[Provided records Boundary: Start]
PR #1103, opened 2015-10-19
An implementation of wading wakes.

Anarchid:
This provides an include function with some ugly globals, which should be easily applicable to most LUS in ZK. 

It uses a poll to determine when unit is between `0` and `-unitHeight` altitude to spawn wake sfx of required kind. The poll is deactivated when unit is above `0` by use of `SetSfxOccupy`. Seeing how no unit currently uses `SetSfxOccupy`, the include takes full control of that callin.

It is applied to Grizzly, Angler, and Djinn here. For some reason, Djinn does not terminate the wake spamming on StopMoving while others do.

The end goal would be to apply this to every non-ship non-hover non-flying mobile unit in ZK.

The questions:
- is the ugliness really worth the performance savings of not running the poll above zero?
- is there a way to reduce ugliness without massive copypasta?
- why does Djinn refuse to terminate wake spam? I've checked the signals, and they match; there's no cross-contamination between individual unitscripts and Djinn script doesn't seem to use any globals that the include relies on.

### DIFF
--- a/scripts/amphtele.lua
+++ b/scripts/amphtele.lua
@@ -17,6 +17,11 @@ local SIG_WALK = 1
 local SIG_DEPLOY = 2
 local SIG_BEACON = 2
 
+SIG_WADE = 4
+WADE_SFX = SFXTYPE_WAKE1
[Provided records Boundary: End]
▸ About this exercise
Each line of the data must be written out exactly as it appears.

▸ Task solution
PR #1103, opened 2015-10-19
An implementation of wading wakes.

Anarchid:
This provides an include function with some ugly globals, which should be easily applicable to most LUS in ZK. 

It uses a poll to determine when unit is between `0` and `-unitHeight` altitude to spawn wake sfx of required kind. The poll is deactivated when unit is above `0` by use of `SetSfxOccupy`. Seeing how no unit currently uses `SetSfxOccupy`, the include takes full control of that callin.

It is applied to Grizzly, Angler, and Djinn here. For some reason, Djinn does not terminate the wake spamming on StopMoving while others do.

The end goal would be to apply this to every non-ship non-hover non-flying mobile unit in ZK.

The questions:
- is the ugliness really worth the performance savings of not running the poll above zero?
- is there a way to reduce ugliness without massive copypasta?
- why does Djinn refuse to terminate wake spam? I've checked the signals, and they match; there's no cross-contamination between individual unitscripts and Djinn script doesn't seem to use any globals that the include relies on.

### DIFF
--- a/scripts/amphtele.lua
+++ b/scripts/amphtele.lua
@@ -17,6 +17,11 @@ local SIG_WALK = 1
 local SIG_DEPLOY = 2
 local SIG_BEACON = 2
 
+SIG_WADE = 4
+WADE_SFX = SFXTYPE_WAKE1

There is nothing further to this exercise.